Since people have asked, privately and online:
Well, I’ve been stressed and depressed, like a lot of people of my general political inclination. I pretty much didn’t sleep for 36 hours starting Tuesday morning, since basically my brain went into “hyper alert” mode and wouldn’t turn off. I finally got some sleep yesterday by collapsing on my office sofa for a few hours, then waking up back in “hyper alert” mode, and then taking some Excedrin PM to force my brain back to sleep for a full night’s rest. Actually getting a lot of sleep seems to have helped. I’m still irritated and annoyed but my brain doesn’t feel like it has to be on.
Likewise, no appetite at all, which is in fact my body’s “normal” response to stress (when I’m bored or have a lot of work, I snack. I’ve been bored or working more than stressed in the recent past, and my waistline shows it). As I noted on Twitter, on one hand, this is good because I’m trying to lose weight; on the other hand it’s bad because it’s not actually healthy. I think I had 500 calories yesterday because my body just wasn’t telling me to eat. Today I’m still not hungry but made myself eat anyway, and real food, not just Good and Plenty candies, which constituted the bulk of my calories yesterday.
While I was on Twitter during the election results, people commented to me that I seemed calm, and have since praised me on my calmness over the last couple of days.

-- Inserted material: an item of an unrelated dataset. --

PR #207, opened 2026-08-03
feat(oauth): per-zone session cookie name, and email/password sign-in

25eliu:
The auth half of #206, split out so it can land on its own — the widget/theme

Well, you know. I can’t take too much credit for that; I generally get calm when I’m freaked out. This is usually to my benefit (I’m the one actually able to direct traffic while everyone else is running around with their heads on fire, etc), but the ledgers eventually balance down the line. The good news for you is, you won’t have to see that.
All of this is fine… for a couple of days. It’s okay for me (or anyone) to acknowledge events have stressed and depressed them and do what they do to process those emotions. I do believe that when you have the luxury of being able to just have your emotions, you should have them so that you can more or less get over them and get back to a more normal space. The good news for me is that I have that luxury right now. I don’t have any work that’s pressing, or any other commitments, so I could just have my little freak out. If I were still super stressed and depressed after a week, I would most likely seek help for it. That wouldn’t be normal for me, and I would need to fix it.
But I already know I’m coming out of it. One of the reasons I know I’m coming out of it is that I have this “Oh, okay, this is how it’s going to be? Well, fine, then bring it” attitude that is crawling up from the back of my brain. Some of you longtime readers may recall this particular attitude from the Bush years. I suspect things will be getting a lot more political here (so if this is something you don’t want with your Whatever reading: Fair warning).
But here’s the other thing, which is that I’m coming out of it because I know I am likely to be okay over the next four years. I’m straight and white and male and well off, and unusually for someone in my field, I have contractual stability in the form of multi-year, multi-book contract with a major publishing house. Literally, as long as I write a book a year I’m going to be fine, and my family is going to be fine, and if we’re not, well, we’re probably all screwed in a massive way that impacts even the most insulated. I have the luxury of being pissed off, and pretty much only being pissed off, and I also have the option of not being pissed-off when I want, and doing other things with my brain cycles.
But I know too many people — people that I like, people that I love — who don’t have my ability to ride it out, and won’t have the ability to just turn off the reality of a Trump presidency. People who are minorities, and/or LGTBQ, and/or women, all of whom fully expect rights to be taken away from them and a culture of hate to thrive, making their lives worse. People who have insurance through the ACA who know that the Trump administration has it as a priority to repeal the law, meaning that once again that medical insurance will likely be beyond their reach and they will simply have to hope they don’t get sick. My neighbors, who I expect are going to find out what the limits of Trump’s promises are, and how they will differ in reality from what he promised, and how much more difficult their lives will be because of it.
I believe that things are going to get worse for a lot of people I know, and by extension, for a lot of people I don’t know. I would like to be wrong on this — I would love to be wrong on this, please GOP and Trump, prove me wrong — but I don’t think I will be.
I have the luxury of getting over this election. I worry about the people who don’t. I suspect that worry isn’t going to go away for at least four years.
And that’s how I’m doing at the moment.